__EXERCISE GOAL__. From the data that follows, print exactly the lines starting at the one containing "PR #387, opened 2024-10-30" and ending at the one containing "- [x] handled"; include both of them and nothing more.

__DATA FOR REVIEW__.
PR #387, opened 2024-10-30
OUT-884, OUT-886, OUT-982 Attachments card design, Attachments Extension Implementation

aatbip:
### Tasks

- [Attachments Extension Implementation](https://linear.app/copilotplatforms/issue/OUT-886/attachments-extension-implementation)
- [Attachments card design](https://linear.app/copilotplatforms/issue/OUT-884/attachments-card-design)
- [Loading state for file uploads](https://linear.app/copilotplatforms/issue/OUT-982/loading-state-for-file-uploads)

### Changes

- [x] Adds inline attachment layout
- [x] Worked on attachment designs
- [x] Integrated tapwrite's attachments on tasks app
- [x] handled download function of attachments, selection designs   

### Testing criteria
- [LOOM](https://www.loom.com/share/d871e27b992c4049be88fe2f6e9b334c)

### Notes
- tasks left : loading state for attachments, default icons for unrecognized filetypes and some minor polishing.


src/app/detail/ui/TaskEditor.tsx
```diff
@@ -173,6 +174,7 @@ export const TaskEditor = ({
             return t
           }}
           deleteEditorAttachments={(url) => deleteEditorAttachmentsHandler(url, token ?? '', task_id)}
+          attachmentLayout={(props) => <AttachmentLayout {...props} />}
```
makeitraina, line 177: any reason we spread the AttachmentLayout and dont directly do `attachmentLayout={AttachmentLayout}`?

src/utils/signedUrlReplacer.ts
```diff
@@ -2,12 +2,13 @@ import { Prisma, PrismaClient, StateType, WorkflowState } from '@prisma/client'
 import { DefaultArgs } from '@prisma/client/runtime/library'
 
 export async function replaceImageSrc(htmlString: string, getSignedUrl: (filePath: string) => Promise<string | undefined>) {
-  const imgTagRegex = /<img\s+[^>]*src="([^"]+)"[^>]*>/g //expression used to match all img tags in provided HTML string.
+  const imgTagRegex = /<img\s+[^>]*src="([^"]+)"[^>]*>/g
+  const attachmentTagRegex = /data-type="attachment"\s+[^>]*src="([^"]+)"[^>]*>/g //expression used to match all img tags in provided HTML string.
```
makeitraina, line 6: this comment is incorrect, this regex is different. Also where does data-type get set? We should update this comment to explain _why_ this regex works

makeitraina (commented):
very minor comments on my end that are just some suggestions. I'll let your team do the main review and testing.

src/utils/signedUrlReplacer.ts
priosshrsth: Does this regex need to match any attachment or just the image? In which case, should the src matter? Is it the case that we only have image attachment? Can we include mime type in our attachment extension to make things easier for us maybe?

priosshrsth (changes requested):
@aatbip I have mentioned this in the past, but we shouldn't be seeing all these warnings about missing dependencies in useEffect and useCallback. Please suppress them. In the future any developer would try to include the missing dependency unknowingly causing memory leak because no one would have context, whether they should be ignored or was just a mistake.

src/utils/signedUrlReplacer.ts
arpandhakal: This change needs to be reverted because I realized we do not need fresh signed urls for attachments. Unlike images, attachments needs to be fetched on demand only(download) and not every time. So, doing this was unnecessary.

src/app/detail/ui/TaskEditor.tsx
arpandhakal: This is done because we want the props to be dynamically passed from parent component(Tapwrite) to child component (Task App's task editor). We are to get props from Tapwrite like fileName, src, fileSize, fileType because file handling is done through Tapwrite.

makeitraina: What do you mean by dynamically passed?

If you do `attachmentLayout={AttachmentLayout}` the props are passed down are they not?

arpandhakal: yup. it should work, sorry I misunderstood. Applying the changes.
==
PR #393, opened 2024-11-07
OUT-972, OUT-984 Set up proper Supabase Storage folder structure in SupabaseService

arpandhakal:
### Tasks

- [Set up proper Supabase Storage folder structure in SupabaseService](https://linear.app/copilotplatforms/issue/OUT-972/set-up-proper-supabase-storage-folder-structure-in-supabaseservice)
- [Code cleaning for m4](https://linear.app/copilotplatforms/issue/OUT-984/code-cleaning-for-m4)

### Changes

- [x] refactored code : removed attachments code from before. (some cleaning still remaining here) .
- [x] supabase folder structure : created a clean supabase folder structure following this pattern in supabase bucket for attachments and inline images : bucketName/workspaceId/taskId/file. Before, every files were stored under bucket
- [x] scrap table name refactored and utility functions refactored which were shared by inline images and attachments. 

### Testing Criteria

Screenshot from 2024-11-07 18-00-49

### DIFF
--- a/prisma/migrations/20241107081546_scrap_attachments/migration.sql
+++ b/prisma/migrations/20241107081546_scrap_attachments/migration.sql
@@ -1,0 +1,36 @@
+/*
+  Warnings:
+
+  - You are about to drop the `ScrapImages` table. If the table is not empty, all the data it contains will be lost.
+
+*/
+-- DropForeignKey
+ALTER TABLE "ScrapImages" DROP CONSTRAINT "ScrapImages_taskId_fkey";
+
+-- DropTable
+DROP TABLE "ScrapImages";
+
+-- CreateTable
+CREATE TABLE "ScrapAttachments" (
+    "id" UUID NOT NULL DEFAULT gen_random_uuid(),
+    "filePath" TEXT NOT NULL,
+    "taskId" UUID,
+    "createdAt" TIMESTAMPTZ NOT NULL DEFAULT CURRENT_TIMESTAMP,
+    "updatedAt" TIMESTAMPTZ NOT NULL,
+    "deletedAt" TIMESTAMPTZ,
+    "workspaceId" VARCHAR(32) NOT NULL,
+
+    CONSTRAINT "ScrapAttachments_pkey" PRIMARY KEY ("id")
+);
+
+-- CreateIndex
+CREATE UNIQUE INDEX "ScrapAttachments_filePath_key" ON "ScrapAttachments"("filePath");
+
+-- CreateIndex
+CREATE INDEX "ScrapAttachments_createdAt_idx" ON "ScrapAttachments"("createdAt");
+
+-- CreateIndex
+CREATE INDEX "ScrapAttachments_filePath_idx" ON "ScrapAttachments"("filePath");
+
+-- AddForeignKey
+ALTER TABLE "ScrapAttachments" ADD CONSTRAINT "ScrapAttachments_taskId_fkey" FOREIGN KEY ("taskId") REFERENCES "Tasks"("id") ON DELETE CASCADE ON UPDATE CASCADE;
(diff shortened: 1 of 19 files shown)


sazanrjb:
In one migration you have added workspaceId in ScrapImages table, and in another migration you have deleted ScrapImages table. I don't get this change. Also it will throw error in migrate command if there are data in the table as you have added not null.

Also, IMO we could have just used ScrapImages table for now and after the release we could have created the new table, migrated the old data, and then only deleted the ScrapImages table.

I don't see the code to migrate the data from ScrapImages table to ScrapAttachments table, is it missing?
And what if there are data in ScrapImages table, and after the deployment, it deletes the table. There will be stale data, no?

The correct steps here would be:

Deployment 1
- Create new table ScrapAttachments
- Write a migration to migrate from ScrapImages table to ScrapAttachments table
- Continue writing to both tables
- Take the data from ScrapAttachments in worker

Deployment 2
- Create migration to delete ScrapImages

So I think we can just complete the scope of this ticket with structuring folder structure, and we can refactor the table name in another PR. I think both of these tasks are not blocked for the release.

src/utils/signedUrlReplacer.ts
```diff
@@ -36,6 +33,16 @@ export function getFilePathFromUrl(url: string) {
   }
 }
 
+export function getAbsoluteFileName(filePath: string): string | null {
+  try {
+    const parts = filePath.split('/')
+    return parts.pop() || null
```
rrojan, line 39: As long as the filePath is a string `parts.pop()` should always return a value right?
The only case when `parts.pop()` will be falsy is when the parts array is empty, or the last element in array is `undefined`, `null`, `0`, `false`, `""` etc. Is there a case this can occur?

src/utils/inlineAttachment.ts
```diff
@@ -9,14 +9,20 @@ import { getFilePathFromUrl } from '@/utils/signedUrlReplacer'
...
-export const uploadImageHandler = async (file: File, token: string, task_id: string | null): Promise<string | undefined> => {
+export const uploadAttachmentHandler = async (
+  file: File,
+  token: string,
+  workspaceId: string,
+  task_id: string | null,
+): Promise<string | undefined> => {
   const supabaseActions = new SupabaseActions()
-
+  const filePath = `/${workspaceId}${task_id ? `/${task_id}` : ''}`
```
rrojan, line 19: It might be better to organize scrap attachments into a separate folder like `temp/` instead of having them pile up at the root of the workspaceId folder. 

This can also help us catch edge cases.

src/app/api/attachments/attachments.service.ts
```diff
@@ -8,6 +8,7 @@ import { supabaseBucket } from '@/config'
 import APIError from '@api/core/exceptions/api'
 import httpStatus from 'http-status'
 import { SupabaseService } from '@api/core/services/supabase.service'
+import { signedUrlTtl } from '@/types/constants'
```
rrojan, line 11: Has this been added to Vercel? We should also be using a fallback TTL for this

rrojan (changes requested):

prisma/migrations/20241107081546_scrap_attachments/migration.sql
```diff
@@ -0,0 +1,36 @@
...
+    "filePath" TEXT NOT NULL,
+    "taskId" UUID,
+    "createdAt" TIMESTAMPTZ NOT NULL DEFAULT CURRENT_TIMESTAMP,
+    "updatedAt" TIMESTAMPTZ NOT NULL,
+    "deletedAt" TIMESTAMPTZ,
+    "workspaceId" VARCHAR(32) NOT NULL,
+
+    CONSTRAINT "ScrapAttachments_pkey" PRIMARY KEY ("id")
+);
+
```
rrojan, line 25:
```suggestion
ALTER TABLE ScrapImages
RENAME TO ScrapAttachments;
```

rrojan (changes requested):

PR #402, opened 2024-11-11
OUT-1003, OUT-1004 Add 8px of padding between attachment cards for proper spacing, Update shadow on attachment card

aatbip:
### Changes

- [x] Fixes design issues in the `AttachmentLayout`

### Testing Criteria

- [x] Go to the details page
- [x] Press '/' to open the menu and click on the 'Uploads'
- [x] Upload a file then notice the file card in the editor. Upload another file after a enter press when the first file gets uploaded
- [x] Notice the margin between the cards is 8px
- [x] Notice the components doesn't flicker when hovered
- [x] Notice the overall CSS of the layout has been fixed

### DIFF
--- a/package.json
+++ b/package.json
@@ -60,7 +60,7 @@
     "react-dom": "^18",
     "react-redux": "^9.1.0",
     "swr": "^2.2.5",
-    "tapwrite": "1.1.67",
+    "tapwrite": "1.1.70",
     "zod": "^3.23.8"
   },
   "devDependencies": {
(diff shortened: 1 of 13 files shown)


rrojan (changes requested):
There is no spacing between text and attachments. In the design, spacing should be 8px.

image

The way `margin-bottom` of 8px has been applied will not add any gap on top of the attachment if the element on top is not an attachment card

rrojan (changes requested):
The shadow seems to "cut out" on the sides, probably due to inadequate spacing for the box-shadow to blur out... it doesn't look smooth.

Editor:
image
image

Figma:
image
==
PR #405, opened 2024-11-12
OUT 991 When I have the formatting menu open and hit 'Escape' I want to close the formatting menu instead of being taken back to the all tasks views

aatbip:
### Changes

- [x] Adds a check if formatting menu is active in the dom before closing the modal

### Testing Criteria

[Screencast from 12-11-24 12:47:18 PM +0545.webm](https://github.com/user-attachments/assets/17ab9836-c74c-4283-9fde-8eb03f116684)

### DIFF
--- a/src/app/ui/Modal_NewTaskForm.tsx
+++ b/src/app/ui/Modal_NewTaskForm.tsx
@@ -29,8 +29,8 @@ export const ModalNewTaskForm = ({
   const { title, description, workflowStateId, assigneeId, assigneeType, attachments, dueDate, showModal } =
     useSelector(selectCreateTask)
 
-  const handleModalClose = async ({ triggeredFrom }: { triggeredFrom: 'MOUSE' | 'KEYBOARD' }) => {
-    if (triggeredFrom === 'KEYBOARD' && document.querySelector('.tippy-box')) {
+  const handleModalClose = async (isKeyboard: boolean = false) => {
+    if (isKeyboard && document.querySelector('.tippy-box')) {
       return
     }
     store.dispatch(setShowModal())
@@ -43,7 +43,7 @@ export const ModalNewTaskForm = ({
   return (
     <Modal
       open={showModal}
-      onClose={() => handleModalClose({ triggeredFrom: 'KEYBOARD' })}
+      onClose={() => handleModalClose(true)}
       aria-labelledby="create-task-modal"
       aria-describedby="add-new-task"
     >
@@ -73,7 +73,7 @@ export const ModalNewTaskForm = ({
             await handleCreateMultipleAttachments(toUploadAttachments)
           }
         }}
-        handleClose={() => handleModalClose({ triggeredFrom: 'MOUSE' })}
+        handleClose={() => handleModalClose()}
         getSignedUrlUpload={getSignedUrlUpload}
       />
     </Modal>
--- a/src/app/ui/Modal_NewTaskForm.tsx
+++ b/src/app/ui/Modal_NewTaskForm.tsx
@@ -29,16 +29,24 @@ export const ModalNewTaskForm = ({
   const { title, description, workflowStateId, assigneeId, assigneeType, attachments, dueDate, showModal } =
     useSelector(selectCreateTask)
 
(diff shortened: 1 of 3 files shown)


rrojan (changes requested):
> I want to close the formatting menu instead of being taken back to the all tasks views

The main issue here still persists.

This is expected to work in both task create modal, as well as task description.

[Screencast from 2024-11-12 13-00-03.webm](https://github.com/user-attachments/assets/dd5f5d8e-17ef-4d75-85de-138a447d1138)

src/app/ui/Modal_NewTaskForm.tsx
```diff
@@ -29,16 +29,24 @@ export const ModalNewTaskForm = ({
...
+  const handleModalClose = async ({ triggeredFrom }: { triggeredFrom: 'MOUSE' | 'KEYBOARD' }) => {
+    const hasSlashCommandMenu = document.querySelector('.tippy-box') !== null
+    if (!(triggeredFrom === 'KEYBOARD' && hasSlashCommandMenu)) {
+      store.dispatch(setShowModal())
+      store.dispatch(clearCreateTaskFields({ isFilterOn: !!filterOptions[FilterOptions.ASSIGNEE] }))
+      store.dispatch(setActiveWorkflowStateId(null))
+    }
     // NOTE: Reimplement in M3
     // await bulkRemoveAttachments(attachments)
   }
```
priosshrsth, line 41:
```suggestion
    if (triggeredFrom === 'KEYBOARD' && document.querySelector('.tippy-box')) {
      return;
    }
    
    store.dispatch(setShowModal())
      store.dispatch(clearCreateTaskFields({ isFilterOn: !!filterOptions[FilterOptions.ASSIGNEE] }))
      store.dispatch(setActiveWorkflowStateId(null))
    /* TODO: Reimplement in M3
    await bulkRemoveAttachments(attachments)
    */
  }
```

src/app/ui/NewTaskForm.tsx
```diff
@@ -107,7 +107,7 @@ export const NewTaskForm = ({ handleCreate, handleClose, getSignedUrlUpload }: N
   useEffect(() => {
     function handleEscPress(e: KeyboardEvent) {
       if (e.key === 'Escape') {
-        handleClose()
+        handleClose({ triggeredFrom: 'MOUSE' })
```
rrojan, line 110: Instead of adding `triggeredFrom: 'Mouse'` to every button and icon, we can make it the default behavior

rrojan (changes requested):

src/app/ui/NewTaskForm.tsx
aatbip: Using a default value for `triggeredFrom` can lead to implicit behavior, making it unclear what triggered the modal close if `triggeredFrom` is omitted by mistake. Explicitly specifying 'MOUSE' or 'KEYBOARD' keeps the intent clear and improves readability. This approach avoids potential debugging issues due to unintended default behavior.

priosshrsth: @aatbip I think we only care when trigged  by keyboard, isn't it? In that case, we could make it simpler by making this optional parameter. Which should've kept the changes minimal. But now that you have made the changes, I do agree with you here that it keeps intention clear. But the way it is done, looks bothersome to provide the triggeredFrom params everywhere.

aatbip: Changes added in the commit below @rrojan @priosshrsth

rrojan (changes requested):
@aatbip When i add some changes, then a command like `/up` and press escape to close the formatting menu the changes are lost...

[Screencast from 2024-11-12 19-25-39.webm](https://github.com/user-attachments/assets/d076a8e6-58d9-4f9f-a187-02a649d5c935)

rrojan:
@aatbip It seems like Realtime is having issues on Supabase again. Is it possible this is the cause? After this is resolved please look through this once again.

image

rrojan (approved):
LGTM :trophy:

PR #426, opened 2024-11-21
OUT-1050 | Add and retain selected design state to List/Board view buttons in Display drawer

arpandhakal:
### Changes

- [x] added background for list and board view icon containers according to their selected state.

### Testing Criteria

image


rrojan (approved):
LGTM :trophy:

__SOLVED EXERCISE__.
PR #387, opened 2024-10-30
OUT-884, OUT-886, OUT-982 Attachments card design, Attachments Extension Implementation

aatbip:
### Tasks

- [Attachments Extension Implementation](https://linear.app/copilotplatforms/issue/OUT-886/attachments-extension-implementation)
- [Attachments card design](https://linear.app/copilotplatforms/issue/OUT-884/attachments-card-design)
- [Loading state for file uploads](https://linear.app/copilotplatforms/issue/OUT-982/loading-state-for-file-uploads)

### Changes

- [x] Adds inline attachment layout
- [x] Worked on attachment designs
- [x] Integrated tapwrite's attachments on tasks app
- [x] handled download function of attachments, selection designs   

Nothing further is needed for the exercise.